Reward Innovation for long-term member satisfaction

  • 1. Reward innovation for long-term member satisfaction Gary Tang, Jiangwei Pan, Henry Wang and Justin Basilico
  • 2. Goal Create a personalized homepage to help members find content to watch and enjoy that maximizes long-term member satisfaction.
  • 3. Member enjoys watching Netflix So continues the subscription and tells their friends about it Long-term satisfaction for Netflix
  • 4. Batch learning from bandit feedback Production policy ● show recommendations to the member Member gives feedbacks on recommendations ● immediate: skip/play a show ● long-term: cancel/renew subscription Goal ● train a policy to maximize the long-term reward
  • 5. Batch learning from bandit feedback Production policy ● show recommendations to the member Member gives feedbacks on recommendations ● immediate: skip/play a show ● long-term: cancel/renew subscription Goal ● train a policy to maximize the long-term reward
  • 6. Challenges with long-term retention Noisy signal Influenced by external factors Nonsensitive signal Only sensitive for “borderline” members Delayed signal Need to wait a long time & hard to attribute
  • 7. Proxy reward Train policy to optimize proxy reward ● highly correlated with long-term satisfaction ● sensitive to individual recommendations Immediate feedback as proxy ● e.g. start to play a show Delayed feedback could be more aligned ● e.g. completing a show
  • 8. Delayed proxy reward Need to wait a long time to observe the delayed reward ● can not be used in training immediately ● can hurt coldstarting of model Don’t want to wait? predict delayed reward ● use all user actions up to policy training time Train policy to maximize predicted reward Note: predicted reward can not be used online as it uses post-recommendation user actions
  • 9. The ideas are not new Related work: ● Long-term optimization in recommenders ● Reward shaping in reinforcement learning ● Online reward optimization We focus on reward innovation as an important product development workstream at Netflix
  • 10. Integrating reward in bandit Reward component provides the objective of bandit policy training data
  • 11. Reward innovation ● Ideation: what aspect of long-term satisfaction hasn’t been captured as a reward? ○ Requires balancing perspectives of ML, business, and psychology. Not easy! ● Development: how do we compute this new reward for every recommended item? ○ Collecting immediate feedbacks, predicting delayed feedbacks ● Evaluation: whether this is a good reward for the bandit policy to maximize?

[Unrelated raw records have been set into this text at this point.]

Issue #684, opened 2024-07-22
Sharding: rework routing retry loop and invalidation


noise64:
- in a retry loop only be "fast" on the first invalidation
- after that start doing backoff (and check if there are cases when it needs to be reseted)
- add global limits or throttling for sharding invalidation

PR #690, opened 2024-07-24
Sharding reworks

noise64:
Resolves:
 - https://github.com/golemcloud/golem/issues/684
 - https://github.com/golemcloud/golem/issues/683

Changes:
- added pod fields to call_on_executor logs, where available
- added generic jitter option to retry config
- ports retries that do not need special handling to use the common retry logic, as part of these:
  - refactored shard manager error types to be "more typed" 
  - extracted IsRetriableError to common, and added with_retriable_error variant for retries
- added configurable throttle for routing table cache invalidation in worker-service
- changed call_on_executor retry
  - to use the generic retry logic with backoff and jitter
  - to reset the retry logic and emit warn logs when max_attempts reached (so in effect we still retry "forever", but from time to time we will get warns)
- made worker starts and restarts parallel in the sharding test suite
- added logging tools
  - lnav config for golem JSON logs
  - elastic stack for the local logs
- change the sharding manager startup / lifecycle:
  - dropped the persisted rebalanace plan, given we need to do a full sharding broadcast anyway, and we cannot trust that the rebalance plan makes sense anymore
  - the new startup logic now only do an initial round of healtchchecks, then marks all the available nodes as new nodes and the unhealthy ones as removed, then it is using the normal worker loop to handle and apply an up-to-date rebalance plan

Some performance and behaviour results
 - In the sharding test examples the changed "call_on_executor retry" strategy decreased the number of worker and sharding-manager calls from a few thousands to a few dozens with the no increased times on the tests
 - The parallel starts / restarts sped up locally the env reset from 10 seconds to 4 seconds
 - Simplifying the shard manager startup reduced the typical coordinated sharding scenario test time from 60 sec to 40 sec (which was also increased since the quick fix done recently)


log-tools/elastic/docker-compose.yml
```diff
@@ -0,0 +1,52 @@
+services:
+  es01:
+    image: docker.elastic.co/elasticsearch/elasticsearch:${STACK_VERSION}
```
justcoon, line 3: is not better to use https://opensearch.org/ ?

noise64: we are not using any paid things and we are not hosting it. do you have any concerns with it?

justcoon: currently not a lot, but considering history of elasticsearch is hard to know what they do in future, so in general i think we should use rather opensearch, but we can change it later

golem-shard-manager/src/model.rs
```diff
@@ -79,11 +78,30 @@ impl Pod {
...
-        let resolved = pod.address()?.map(|sa| sa.ip()).collect::<Vec<_>>();
-        if !resolved.contains(&source_ip) {
-            warn!("Host mismatch between registration message and resolved message source. Provided: {resolved:?}; source: {source_ip:?}");
+        match pod.address() {
+            Ok(resolved_addresses) => {
+                let resolved_addresses = resolved_addresses.map(|sa| sa.ip()).collect::<Vec<_>>();
+
+                if !resolved_addresses.contains(&source_ip) {
+                    warn!(
+                        pod= ?pod,
```
justcoon, line 87: should not we rather use Display (instead of Debug) ?

noise64: 👍 https://github.com/golemcloud/golem/pull/690/commits/92d61924bd8af9d2652c3e59c04a432e3a3f23b4

golem-shard-manager/src/model.rs
```diff
@@ -79,11 +78,30 @@ impl Pod {
...
+                        resolved_adresses = ?resolved_addresses,
+                        source_ip = ?source_ip,
```
justcoon, line 89: Similar here and in some other cases, can we use Display instead of Debug ?

noise64: https://github.com/golemcloud/golem/pull/690/commits/56007858afaaa4410dfdd57c513c330b9327786a

i searched for `= ?`, did not found more

golem-shard-manager/src/shard_management.rs
```diff
@@ -129,63 +124,67 @@ impl ShardManagement {
...
-            persistence_service
-                .write(&current_routing_table, &rebalance)
-                .await
-                .expect("Failed to persist routing table");
-            drop(current_routing_table); // not holding the write lock while executing the rebalance
-
-            Self::execute_rebalance(worker_executors.clone(), &mut rebalance)
-                .await
-                .expect("Failed to execute rebalance");
+            debug!(rebalance=?rebalance, "Applying rebalance plan");
```
justcoon, line 173: here should be possible to use Display instead of Debug for arguments

golem-shard-manager/src/model.rs
```diff
@@ -79,11 +78,30 @@ impl Pod {
...
+                        source_ip = %source_ip,
+                        "Host mismatch between registration message and resolved message source"
+                    );
+                }
+
+                Ok(pod)
+            }
+            Err(error) => {
+                error!(
+                    pod=?pod,
```
justcoon, line 98: here should be possible to use Display instead of Debug for arguments

golem-shard-manager/src/model.rs
```diff
@@ -79,11 +78,30 @@ impl Pod {
...
-        if !resolved.contains(&source_ip) {
-            warn!("Host mismatch between registration message and resolved message source. Provided: {resolved:?}; source: {source_ip:?}");
+        match pod.address() {
+            Ok(resolved_addresses) => {
+                let resolved_addresses = resolved_addresses.map(|sa| sa.ip()).collect::<Vec<_>>();
+
+                if !resolved_addresses.contains(&source_ip) {
+                    warn!(
+                        pod= %pod,
+                        resolved_adresses = ?resolved_addresses,
```
justcoon, line 88: here should be possible to use Display instead of Debug for arguments

golem-shard-manager/src/shard_management.rs
```diff
@@ -129,63 +124,67 @@ impl ShardManagement {
...
-
-            // Getting a write lock while the rebalance plan is calculated and got persisted (but NOT applied)
-            let mut current_routing_table = routing_table.write().await;
-
-            for pod in removed_pods {
-                current_routing_table.remove_pod(&pod);
-            }
+            debug!(
+                new_pods=?new_pods,
+                removed_pods=?removed_pods,
```
justcoon, line 129: here should be possible to use Display instead of Debug for arguments for new_pods and removed_pods

golem-shard-manager/src/model.rs
noise64: thanks for the other comments, missed those

golem-shard-manager/src/shard_management.rs
noise64: https://github.com/golemcloud/golem/pull/690/commits/0a86347c73d43333b0b3c22abe0447b3fe41bebe

golem-shard-manager/src/model.rs
noise64: https://github.com/golemcloud/golem/pull/690/commits/0a86347c73d43333b0b3c22abe0447b3fe41bebe

golem-shard-manager/src/model.rs
noise64: https://github.com/golemcloud/golem/pull/690/commits/0a86347c73d43333b0b3c22abe0447b3fe41bebe

golem-shard-manager/src/shard_management.rs
noise64: https://github.com/golemcloud/golem/pull/690/commits/0a86347c73d43333b0b3c22abe0447b3fe41bebe

justcoon (approved):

  • 12. Reward infrastructure Common development patterns ● Computing immediate proxy rewards ● Predicting delayed proxy rewards ● Combining multiple rewards ● Sharing rewards across multiple recommender components
  • 13. Reward evaluation ● Online testing is expensive (time, resources) ● Use offline evaluation to determine promising reward candidates for online testing ● Challenge: hard to compare policies trained with different rewards
  • 14. Offline reward evaluation ● compare policies along multiple reward axes using OPE ● choose small number of candidate policies on pareto front ● compare candidate policies online using long-term user satisfaction metrics
  • 15. Practical learnings ● Reward normalization: dynamic range of reward can affect SGD training dynamics ● Reward features: pairing a reward with a correlated feature tends to improve the model’s ability to optimize that reward ● Reward alignment: make different parts of the overall recommender system “point in the same direction”

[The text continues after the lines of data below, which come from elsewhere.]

Issue #688, opened 2024-07-23
Issue with adding headers to the response in API definitions


vigoo:
From https://discord.com/channels/1134448700572319785/1134448701260169249/1264231231017717840

Hi all! I've been playing with the API definition format, but I have a problem: when I try to add headers to the response, I get an empty body instead. Basically, I've defined my response like this:
```
        "response": "${ {body: golem:component/api.{get-character}() } }"
```

and it works (I get a JSON reponse from the worker); but when I change it to something like:
```
        "response": "${ {body: golem:component/api.{get-character}(), headers: { x-test: 'foobar' } } }"
```

then I get nothing:
```
> http GET http://localhost:9006/1/character Accept=application/json -phH
GET /1/character HTTP/1.1
Accept: application/json, */*;q=0.5
Accept-Encoding: gzip, deflate
Connection: keep-alive
Content-Length: 30
Content-Type: application/json
Host: localhost:9006
User-Agent: HTTPie/3.2.2

HTTP/1.1 200 OK
content-length: 0
date: Sat, 20 Jul 2024 14:13:08 GMT
```

Has anyone stubled upon this problem? I've checked the issues but I couldn't find anything related. Thanks!

(edit: forgot to add link to reproducible example: https://github.com/albx79/golem-experiments/tree/main/fate-api)

justcoon:
in relation to [Web Assembly Value Encoding](https://github.com/lann/wasm-wave), we changed `'` to `"`, 
parsing did not failed on `'`, but expression evaluation ended with empty expression, which resulted in Unit response

PR #696, opened 2024-07-25
expr eval - return error if parsing failed

justcoon:
related to: #688

### DIFF
--- a/golem-rib/src/text/mod.rs
+++ b/golem-rib/src/text/mod.rs
@@ -425,6 +425,25 @@ mod record_tests {
         let output_expr = from_string(expr_str.as_str()).unwrap();
         assert_eq!((expr_str, input_expr), (expected_record_str, output_expr));
     }
+
+    #[test]
+    fn test_round_trip_record_literal_invalid() {
+        let expr_str = r#"
+                 ${  {body: golem:component/api.{get-character}(), headers: { x-test: 'foobar' } } }
+            "#;
+
+        let result = from_string(expr_str);
+
+        assert!(result.is_err());
+
+        let expr_str = r#"
+                ${   {body: golem:component/api.{get-character}(), headers: { x-test: "foobar" } } }
+            "#;
+
+        let result = from_string(expr_str);
+
+        assert!(result.is_ok());
+    }
 }
 
 #[cfg(test)]
--- a/golem-worker-executor-base/src/invocation.rs
+++ b/golem-worker-executor-base/src/invocation.rs
@@ -265,7 +265,7 @@ async fn get_or_create_indexed_resource<'a, Ctx: WorkerCtx>(
         )),
     )?;
 
-    let constructor_param_types = resource_constructor.params(&store).iter().map(type_to_analysed_type).collect::<Result<Vec<_>, _>>()
+    let constructor_param_types = resource_constructor.params(store as &StoreContextMut<'a, Ctx>).iter().map(type_to_analysed_type).collect::<Result<Vec<_>, _>>()
         .map_err(|err| GolemError::invalid_request(format!("Indexed resource invocation cannot be used with owned or borrowed resource handles in constructor parameter position! ({err})")))?;
 
     let raw_constructor_params = parsed_function_name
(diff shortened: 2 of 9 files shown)


golem-rib/src/text/mod.rs
```diff
@@ -425,6 +425,25 @@ mod record_tests {
         let output_expr = from_string(expr_str.as_str()).unwrap();
         assert_eq!((expr_str, input_expr), (expected_record_str, output_expr));
     }
+
+    #[test]
+    fn test_round_trip_record_literal_invalid() {
+        let expr_str = r#"
+                 ${  {body: golem:component/api.{get-character}(), headers: { x-test: 'foobar' } } }
```
afsalthaj, line 432: The existence of this test is not a big problem, however I wouldn't personally include this test if was doing it. So its very opinionated statement.
 
All other tests in golem-rib is structured (as much as I can) and has a behavior. Example: testing a  `record`parser will test `record of primitive` or `record of sequence`, or `record of record` etc.  Infact, this is why I wrote things from scratch instead of copying old tests for this parser because old tests are all "randomish".

And on the other hand this particular, this test is very specific - "an invalid case of a record having a value which is having single quotes",  such tests can be theoretically infinite. This opens door to having "random" tests to exist in golem-rib.

golem-worker-service-base/src/api_definition/http/http_api_definition.rs
```diff
@@ -379,27 +379,27 @@ mod tests {
 
     #[test]
     fn expression_with_predicate0() {
-        test_string_expr_parse_and_encode("1>2");
+        test_string_expr_parse_and_encode("${ 1 < 2 }");
```
afsalthaj, line 382: why was this changed?

golem-worker-service-base/src/api_definition/http/http_api_definition.rs
```diff
@@ -379,27 +379,27 @@ mod tests {
...
     }
 
     #[test]
     fn expression_with_predicate1() {
-        test_string_expr_parse_and_encode("${request.path.user-id > request.path.id}");
+        test_string_expr_parse_and_encode("${ request.path.user-id > request.path.id }");
```
afsalthaj, line 387: why changing thse tests?

golem-worker-service-base/src/api_definition/http/http_api_definition.rs
```diff
@@ -379,27 +379,27 @@ mod tests {
...
     #[test]
     fn expression_with_predicate3() {
-        test_string_expr_parse_and_encode("${request.path.user-id}=2");
+        test_string_expr_parse_and_encode("${ request.path.user-id == 2 }");
     }
 
     #[test]
     fn expression_with_predicate4() {
-        test_string_expr_parse_and_encode("${request.path.user-id}<2");
+        test_string_expr_parse_and_encode("${ request.path.user-id < 2 }");
```
afsalthaj, line 402: Should there be a space now?  or the actual fix is the curly bracce had to go out?

golem-worker-executor-base/src/invocation.rs
```diff
@@ -265,7 +265,7 @@ async fn get_or_create_indexed_resource<'a, Ctx: WorkerCtx>(
         )),
     )?;
 
-    let constructor_param_types = resource_constructor.params(&store).iter().map(type_to_analysed_type).collect::<Result<Vec<_>, _>>()
+    let constructor_param_types = resource_constructor.params(store as &StoreContextMut<'a, Ctx>).iter().map(type_to_analysed_type).collect::<Result<Vec<_>, _>>()
```
afsalthaj, line 268: Clippy driven?

afsalthaj (approved):

golem-worker-service-base/src/api_definition/http/http_api_definition.rs
justcoon: because it was failing on
```
called `Result::unwrap()` on an `Err` value: "Failed to parse: \"1 < 2\""
```

golem-worker-service-base/src/api_definition/http/http_api_definition.rs
justcoon: curly brace has to go out

otherwise
```
called `Result::unwrap()` on an `Err` value: "Failed to parse: \"${request.path.user-id}<2\""
```

PR #697, opened 2024-07-25
Typescript RPC Tests

nicoburniske:
Closes https://github.com/golemcloud/golem/issues/537


vigoo (changes requested):
Can you update it so it does not have the `wit/deps` but uses `wit-deps` as the other test components now? Also if possible add to the build-components.sh script, or at least have a dedicated one in the `ts-rpc` dir that copies the wasm files to the right location (in `test-components`) (maybe this exists just missed).

vigoo (approved):

Issue #693, opened 2024-07-25
Multiple issues with invoking bad python WASM


vigoo:
Python component trying to use Golem Runtime API:

```wit
package golem:demo;

interface api {
  resource counter {
    constructor(name: string);
    add: func(value: u64);
    get: func() -> u64;
  }
}

world py-example {
  import golem:api/host@0.2.0;
  export api;
}
```

```python
from bindings.py_example import exports

class Api(exports.Api):
    pass
```

```python
import bindings
import bindings.py_example
import bindings.py_example.imports
import bindings.py_example.imports.types
import bindings.py_example.imports.host
import bindings.py_example.exports
import bindings.py_example.exports.api
from bindings.py_example.exports import api

class Counter(api.Counter):
    def __init__(self, name: str):
        self.name = name
        self.state = 0

    def add(self, value: int):
        self.state = self.state + value

    def get(self) -> int:
        from bindings.py_example.imports.host import get_oplog_persistence_level, set_oplog_persistence_level, PersistenceLevel_PersistNothing

        old = get_oplog_persistence_level()
        try:
            set_oplog_persistence_level(PersistenceLevel_PersistNothing())
            # ...
        finally:
            set_oplog_persistence_level(old)

        return self.state
```

- gets into an infinite error loop when invoking `get` for example with `golem-cli worker invoke-and-await --component-name py_example --worker-name test6 --function 'golem:demo/api.{counter("c1").get}'`
- worker interruption is not stopping it

PR #730, opened 2024-08-06
Fix of the previous fix for invoking drop via the JSON invoke API

vigoo:
- Exposes the JSON invocation through the gRPC Worker Service API as well for testability (we had this once before many iterations and refactors ago)
- Adds new integration tests based on that
- Changes the JSON invocation API to return a `PreciseJson` instead of the old format
- Reverts the changes in worker executor by #718 
- Fixes the signature of the `drop` functions in `ComponentMetadata`
- Adds a `details` field to `ParamTypeMismatch` executor error to help debugging similar cases in the future

Note that the infinite retry loop caused by the original issue is the same as reported in #693 and will be fixed as part of that ticket.

In addition to the above:
- Switch to a new invocation JSON format (serialized version of `TypeAnnotatedValue`)
- Dropped duplicated types and using their updated upstream versions from `golem-wasm-ast` 

The new JSON format is the following:

```json
{
  "typ": <value's type>,
  "value": <value>
}
```

where `<value>` is the same as the existing (original) human-readable JSON value representation, and `<value's type>` has the same format as the types in the **component metadata** returned by the component REST API. 

For example:
```json
{
  "typ": {
    "type": "Tuple",
    "items": [
      {
        "type": "List",
        "inner": {
          "type": "Tuple",
          "items": [ 
            { "type": "Str" },
            { "type": "U64" }
          ]
        }
      }
    ]
  },
  "value": [
    [
      ["counter1", 5],
      ["counter2", 3]
    ]
  ]
}
```

The same format is used for both parameters and results.
In code, everything that was previously either `TypeAnnotatedValue` or `PreciseJson` or `serde_json::Value` is now just `TypeAnnotatedValue`.

Of course the direct type-less `Val` based invocation API through gRPC still exists.

Note that `golem-cli`'s invocation commands when used in JSON mode can be either called with the new JSON format (type+value) or with the old one (just value). If it is called with just value, CLI gets the latest metadata and uses it to interpret the value.


afsalthaj (dismissed):

golem-worker-service-base/src/service/worker/default.rs
```diff
@@ -85,24 +82,13 @@ pub trait WorkerService<AuthCtx> {
         auth_ctx: &AuthCtx,
     ) -> WorkerResult<()>;
 
-    // Accepts Json Params and Returns Json (with no type information)
+    // Accepts Vec<TypeAnnotatedValue> and returns TypeAnnotatedValue
     async fn invoke_and_await_function_json(
```
justcoon, line 86: should not it be invoke_and_await_function_json -> invoke_and_await_function_typed ?

vigoo: I don't like the `_typed` postfix because it's always typed so chose the `_json` one (previously we had both). This function is called when the REST API is called with JSON parameters, which are `TypeAnnotatedValue`'s.

golem-api-grpc/proto/golem/worker/v1/worker_service.proto
```diff
@@ -114,6 +116,21 @@ message InvokeAndAwaitResponse {
   }
 }
 
+message InvokeAndAwaitJsonRequest {
```
justcoon, line 119: is this still used?

vigoo: yes, added it so these things (like the json-invoke drop error) can be tested through "regular" integration tests not just via cli.

justcoon (approved):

  • 16. Summary ● Proxy rewards: we can train bandit policies using proxy rewards to optimize long-term member satisfaction ● Art and science: to come up with good reward hypotheses ● Supporting infrastructure: we develop infrastructure to help iterate on new hypotheses quickly
  • 17. Open challenges ● Proxy rewards: how can we identify proxy rewards that are aligned with long-term satisfaction in a more principle way? ● Reinforcement learning: can we use reinforcement learning to optimize long-term reward directly for recommendations?